# Help, i got summonsed to court for unpaid parking ticket!



## jenn19 (21 Oct 2009)

Hey, I am hoping someone could shed some light on my problem. I got a summons to my home house today to appear in court for an unpaid parking ticket, do you think it is possible for me to pay the parking fine and not have to go through the whole court process?? please help, Ive never dealt with anything like this before


----------



## JamesGG (21 Oct 2009)

Usually when the summons has been issued you have to go through with it. Its nothing serious though so you will probably only get another fine. Not being smart but why didnt you pay it?


----------



## jenn19 (22 Oct 2009)

coz ive a million and 1 things to try and pay out of 204€ a week and i didnt get the reminders they said they sent out and completely forgot about it, it was back in march! can i pay the fine now do ya think and then go to court on the day and say ive paid it bla bla and hopefully it would be struck out?


----------



## missdaisy (22 Oct 2009)

I don't think you can just pay the fine now, once it has gone to summons stage it's past that. Got o Court on the day though, don't ignore the summons. Explain the situation, you will probably get an increased fine though.


----------



## Taslett (22 Oct 2009)

offer payment in your own terms and explain why you can't pay more than that a week/month. They cannot refuse if you can't afford anymore. Be honest though!


----------



## mf1 (22 Oct 2009)

Taslett said:


> offer payment in your own terms and explain why you can't pay more than that a week/month. They cannot refuse if you can't afford anymore. Be honest though!

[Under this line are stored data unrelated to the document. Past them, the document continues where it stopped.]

PR #5170, opened 2026-08-24
perf(core): reduce server and worker bootstrap time

michaelbromley:
# Description

Reduces the cold-start time of the Vendure server and worker. All changes are internal implementation changes: nothing importable from `@vendure/core` changes, and the generated GraphQL schemas are verified unchanged (admin SDL byte-identical before/after; shop SDL identical in content, with only the ordering of type definitions in the printed SDL shifting).

Measured results (medians, server totals include a health-check round-trip after bootstrap resolves):

| target | before | after | after + warm `NODE_COMPILE_CACHE` |
|---|---|---|---|
| server total (M4) | 744ms | 679ms | 657ms |
| worker total (M4) | 414ms | 314ms | 300ms |
| server + 20 synthetic plugins (M4) | 871ms | 729ms | 647ms |
| server total (Docker, 1 vCPU / 2GB) | ~1721ms | ~1386ms | ~1235ms |
| worker total (Docker, 1 vCPU / 2GB) | ~608ms | ~464ms | ~387ms |

The four optimizations:

1. **Batch plugin API extensions into a single `extendSchema` pass.** Each plugin's schema extension used to trigger a full schema rebuild, so the cost grew with plugin count. All extension documents are now merged with `concatAST` and applied in one pass. Extension documents were already all evaluated against the un-extended schema (the `.map()` ran to completion before the extend loop started), so visibility semantics are unchanged.
2. **Replace `stitchSchemas` with a single-pass type merge.** Four generator functions (list options, auth types, permissions enum, active order types) used `stitchSchemas` with a single subschema just to add or replace a handful of named types, paying for federation machinery (wrapper schema construction, delegation wiring) that this use case does not need. The new `mergeTypesIntoSchema` helper does one `rewireTypes` pass instead. Measured at ~104ms per boot across the six call sites.
3. **Stop loading heavy dependencies eagerly at import time.** Files that only need decorators from `@nestjs/graphql` now import from its `decorators` subpath instead of the package barrel, which was eagerly pulling in the drivers, federation, `@graphql-tools/*`, `subscriptions-transport-ws` and `fast-glob`. `express` and `http-proxy-middleware` are now required lazily at their single call sites. This removes roughly 500 modules from the eager require graph. The worker benefits most, since it never serves GraphQL but paid for the full graph.
4. **Cache GraphQL type definition loading across the shop and admin API builds.** The 31 `common/*.graphql` files were globbed, read and merged twice, once per API. They are now cached per glob pattern, with the merge order preserved so the output is unchanged.

The PR also adds a benchmark harness at `scripts/bootstrap-bench/` (per-phase timing, CPU-profile analyzers, a schema-equivalence dump script, and a synthetic plugin set modeled on real-world plugin behaviour) so these numbers can be reproduced and future regressions caught. `scripts/bootstrap-bench/README.md` documents usage, including how to benchmark under constrained CPU with Docker, and `FINDINGS.md` records the full attribution of where boot time goes plus deployment guidance (the `NODE_COMPILE_CACHE` column above requires no code change; it is a Node runtime feature that deployments can enable via an env var and a Docker build-stage warm-up).

Verification:
- Full core unit suite passes.
- Full core e2e suite passes on the master-based branch this was developed on; on this minor-based branch the schema-sensitive suites (auth, authentication-strategy, active-order-strategy, custom-permissions, custom-fields, collection, facet) pass.
- Admin and shop SDL dumped before and after and compared, for both a plain config and a 20-plugin config with custom fields and API extensions.

One behaviour note for reviewers: the printed order of fields inside merged input types (for example `OrderFilterParameter`) is preserved by an explicit reordering helper, since `stitchSchemas` used to emit SDL-declared fields first and codegen output is sensitive to field order. The only observable difference is the top-level ordering of type definitions in the printed shop SDL, which carries no semantic meaning.

# Breaking changes

None.

# Checklist

📌 Always:

👍 Most of the time:

---
<a href="https://app.blacksmith.sh/vendurehq/codesmith/vendure/pr/5170"><picture><source media="(prefers-color-scheme: dark)" srcset="https://pr-comments-assets.blacksmith.sh/codesmith/view-with-codesmith-dark-v2.svg"><source media="(prefers-color-scheme: light)" srcset="https://pr-comments-assets.blacksmith.sh/codesmith/view-with-codesmith-light-v2.svg">View with [code]smith</picture></a> <a href="https://backend.blacksmith.sh/track/enable-autofix?expires=1790163620&installation_model_id=20193&pr_number=5170&repository=vendurehq%2Fvendure&return_to=https%3A%2F%2Fgithub.com%2Fvendurehq%2Fvendure%2Fpull%2F5170&signature=e928e94b7abc6c1dafe07ef8fa8009702005f2966d78413d81122a36a24c0e9e"><picture><source media="(prefers-color-scheme: dark)" srcset="https://pr-comments-assets.blacksmith.sh/codesmith/autofix-with-codesmith-dark.svg"><source media="(prefers-color-scheme: light)" srcset="https://pr-comments-assets.blacksmith.sh/codesmith/autofix-with-codesmith-light.svg">Autofix with [code]smith</picture></a>

### DIFF
--- a/bun.lock
+++ b/bun.lock
@@ -229,7 +229,8 @@
       "version": "3.7.2",
       "dependencies": {
         "@apollo/server": "^4.12.2",
-        "@graphql-tools/stitch": "^10.1.16",
+        "@graphql-tools/merge": "^9.1.7",
+        "@graphql-tools/utils": "^10.11.0",
         "@nestjs/apollo": "~13.1.0",
         "@nestjs/common": "^11.0.12",
         "@nestjs/core": "^11.0.12",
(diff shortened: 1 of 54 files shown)


michaelbromley:
Addressed review findings:

- `packages/core/package.json` now declares `@graphql-tools/merge` and `@graphql-tools/utils` (which the code calls directly) and no longer declares `@graphql-tools/stitch`, which has no remaining references. Lockfile updated.
- Added unit tests: `merge-types-into-schema.spec.ts` covers add, replace-and-rewire, additional-schema merging with main-schema precedence, introspection-type exclusion and root-type preservation; `generate-auth-types.spec.ts` and `generate-permissions.spec.ts` lock down the placeholder-replacement behaviour with exact `printType` assertions. To make the generators testable under vitest they now import from `graphql/index.js`, the same dual-package-hazard workaround `generate-list-options.ts` already used.
- Ran prettier on `generate-list-options.ts` and the other touched files.
- The four `@nestjs/graphql` deep imports are centralized in `packages/core/src/common/nestjs-graphql-internals.ts` with the risk documented once; if a future `@nestjs/graphql` release moves those files there is now a single place to fix.
- `mergeTypesByPathsCached` carries a comment flagging that its merge options mirror a private `@nestjs/graphql` implementation detail, with the SDL-dump script named as the verification step when bumping that package.
- Trimmed the speculative future-work section from `scripts/bootstrap-bench/FINDINGS.md`; that material lives in issue tracking instead.

Note for reviewers on scope: the two dashboard docs pages (`use-detail-page.mdx`, `use-generated-form.mdx`) and the manifest change in this diff come from the docs-regeneration bot catching up documentation for a feature that already exists on `minor`; they are not part of this change.

michaelbromley:
Addressed the SonarCloud quality gate failures and the inline findings:

**Reliability (the critical bug finding):** the type-path sort in `mergeTypesByPathsCached` now uses an explicit comparator. Deliberately a code-unit comparator rather than `localeCompare`: the goal of that sort is to reproduce the default-sort file ordering that `GraphQLTypesLoader` applies to globbed paths, and `localeCompare` is locale-dependent and would diverge from it. Verified the generated SDL is byte-identical before and after by rebuilding both states and diffing all four dumps (plain/heavy x admin/shop). The same function's `Promise.all` callback is now `async`, resolving the promise-aggregator finding on the same line.

**Security (the path-injection and PATH-resolution findings):** the three benchmark scripts that take path arguments (`analyze-profile.js`, `nc-analyze-calltree.js`, `dump-sdl.js`) now resolve the argument and refuse anything outside the repository or the OS temp dir, and `bench.js` spawns `process.execPath` instead of resolving `node` from PATH.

"They cannot refuse if you can't afford anymore."

Oh yes they can! 

mf


----------



## kfk (23 Oct 2009)

I got a summons for a parking ticket last year. A friend told me there was no need to show up a court and take a day off work. I was fined about 40 euro on top of the parking ticket, which would probably be the same fine if I showed up to court.


----------



## cougar330 (23 Oct 2009)

Just show up on the day, apologise etc and you'll most likely get the same fine or maybe a bit more. Judges get annoyed when people don't show and they'll have to pay more then. Also a chance that the parking attendant or Guard mightn't show on the day and the whole lot will be struck off - happened me and about 60 fines cancelled - not all mine by the way!!
You can't pay the original fine now


----------



## SparkRite (23 Oct 2009)

cougar330 said:


> Just show up on the day, apologise etc and you'll most likely get the same fine or maybe a bit more. Judges get annoyed when people don't show and they'll have to pay more then.
> You can't pay the original fine now


 
+1
Explain that you did not get reminders and as Cougar said apologise to the court. Most judges look very favourably on this. 

But *do* turn up.


----------



## Mrs_Doyle (3 Nov 2009)

yes u can pay the fine now if u have the reference number and u dont have to go to Court. thats from my own personal experience


----------



## jhegarty (3 Nov 2009)

kfk said:


> I got a summons for a parking ticket last year. A friend told me there was no need to show up a court and take a day off work. I was fined about 40 euro on top of the parking ticket, which would probably be the same fine if I showed up to court.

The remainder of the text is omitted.